■ **PROVIDED DATA**:
PR #396, opened 2023-06-21
SW-3712 add a fillColor property on Icon component

karthikbtf:
- make it easier to fill an icon with color
- avoids having to override fill with nested css
- did not extend Button with similar pattern, different use-case (icon fill is propagated from button)

Icon - Default ⋅ Storybook 2023-06-21 14-47-09

### DIFF
--- a/src/components/Icon/Icon.tsx
+++ b/src/components/Icon/Icon.tsx
@@ -1,16 +1,31 @@
+import React from 'react';
+import { makeStyles } from '@mui/styles';
 import { Size } from '../Size';
 import icons, { IconName } from './icons';
 import './styles.scss';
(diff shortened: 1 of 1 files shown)


charlie-tf (approved):
Hey, nice improvement! That makes this component much nicer to use :)

karthikbtf:
> Hey, nice improvement! That makes this component much nicer to use :)

Yes, we can remove all those makeStyles for fill colors :)

karthikbtf:
> > Hey, nice improvement! That makes this component much nicer to use :)
> 
> Yes, we can remove all those makeStyles for fill colors :)

I will create a ticket to replace them with the fill prop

■ **THE PROBLEM**: Every record must appear in the answer exactly as it appears above.

■ **ANSWER BOX**:
PR #396, opened 2023-06-21
SW-3712 add a fillColor property on Icon component

karthikbtf:
- make it easier to fill an icon with color
- avoids having to override fill with nested css
- did not extend Button with similar pattern, different use-case (icon fill is propagated from button)

Icon - Default ⋅ Storybook 2023-06-21 14-47-09

### DIFF
--- a/src/components/Icon/Icon.tsx
+++ b/src/components/Icon/Icon.tsx
@@ -1,16 +1,31 @@
+import React from 'react';
+import { makeStyles } from '@mui/styles';
 import { Size } from '../Size';
 import icons, { IconName } from './icons';
 import './styles.scss';
(diff shortened: 1 of 1 files shown)


charlie-tf (approved):
Hey, nice improvement! That makes this component much nicer to use :)

karthikbtf:
> Hey, nice improvement! That makes this component much nicer to use :)

Yes, we can remove all those makeStyles for fill colors :)

karthikbtf:
> > Hey, nice improvement! That makes this component much nicer to use :)
> 
> Yes, we can remove all those makeStyles for fill colors :)

I will create a ticket to replace them with the fill prop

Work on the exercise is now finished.